Port configuration is

===> The following configuration options are available for erlang-runtime23-23.3.4.4_1:
     CORBA=off: Enable Corba support
     DIRTY=on: Enable Dirty schedulers
     HIPE=on: Build native HiPE compiler
     JAVA=off: Java platform support
     KQUEUE=on: Enable Kernel Poll (kqueue) support
     NATIVE=on: Enable native libraries
     ODBC=off: ODBC database backend
     OPENSSL=on: SSL/TLS support via OpenSSL
     SCTP=on: Enable SCTP support
     THREADS=on: Threading support
     WX=off: Enable WX application


erland-runtime24 (24.0.3) is built without issue
=========================

Port configuration does not provide HIPE nor NATIVE knobs as shown below.
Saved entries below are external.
PR #549, opened 2026-04-27

r3dbars:

### DIFF
--- a/Sources/Meeting/MeetingFailureCopy.swift
+++ b/Sources/Meeting/MeetingFailureCopy.swift
@@ -11,16 +11,6 @@ struct MeetingFailureCopy: Equatable {
     ) -> MeetingFailureCopy {
         let message = errorMessage.trimmingCharacters(in: .whitespacesAndNewlines).lowercased()
 
-        // Keep the broader "microphone access" wording that some meeting-start
-        // errors use even though the analytics classifier keys off more specific
-        // permission phrases.
-        if message.contains("microphone access") {
-            return MeetingFailureCopy(
-                title: "Turn on Microphone",
-                detail: "Turn on Microphone access in System Settings, then retry the meeting."
-            )
-        }
-
         switch MeetingFailureKind.classify(message: message) {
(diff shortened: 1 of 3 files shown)


r3dbars (commented):
**Verdict**: APPROVE (posted as comment — can't formally approve own PR)

**Summary**: This PR consolidates the broad `"microphone access"` error matching from a special-case early-return in `MeetingFailureCopy` into the canonical `MeetingFailureKind.classify(...)` classifier, and refactors repeated `||`-chained `contains` calls into a small `contains(anyOf:)` helper. Clean, well-motivated change that aligns with the documented invariant that `MeetingFailureKind` is the single source of truth for failure classification.

**Blockers**: None.

**Should fix**: None.

**Nits** (take or leave):

- `"microphone access denied"` in the `.microphonePermission` fragment list is now dead — `"microphone access"` is a substring of it, so the broader pattern always matches first. Removing the redundant entry would make the list honest about what's actually doing the matching. Not a correctness issue, just readability.

```swift
if normalized.contains(anyOf: [
    "microphone access",
    // "microphone access denied" is already covered by the line above
    "microphone permission",
    "mic_not_authorized",
]) {
```

**What looks good**:

- Moving the classification into `MeetingFailureKind` benefits all four call sites (`MeetingFailureCopy`, `FailedMeetingPresentation`, `MeetingSessionController` analytics, `MeetingOverlayController`), not just the one that had the workaround. Good consolidation.
- The `contains(anyOf:)` helper is a nice minimal abstraction — point-free `fragments.contains(where: contains)` is idiomatic Swift, scoped `private` so it doesn't leak, and the compound `isRecordingTooShortMessage` was correctly left alone since it doesn't fit the pattern.
- Existing `FailedMeetingPresentationTests` at line 45 already exercises the exact "Turn on Microphone access..." message through `MeetingFailureCopy.make(...)`, so behavioral equivalence is covered by both the new and existing test suites.
- Test added for the new classifier behavior. Commit message is clear.

---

===> The following configuration options are available for erlang-runtime24-24.0.3:
     CHUNKS=on: Enable in-line documentation in erlang console
     CORBA=off: Enable Corba support
     JAVA=off: Java platform support
     ODBC=off: ODBC database backend
     OPENSSL=on: SSL/TLS support via OpenSSL
     SCTP=on: Enable SCTP support
     SHARING=on: Enable term copy-and-share support
     WX=off: Enable WX application
Comment 19 Bertrand Petit 2021-10-01 22:16:14 UTC
erlang-runtime23 is still affected
Comment 20 Bertrand Petit 2023-10-30 15:41:15 UTC
erlang19 is no longer part of the ports tree.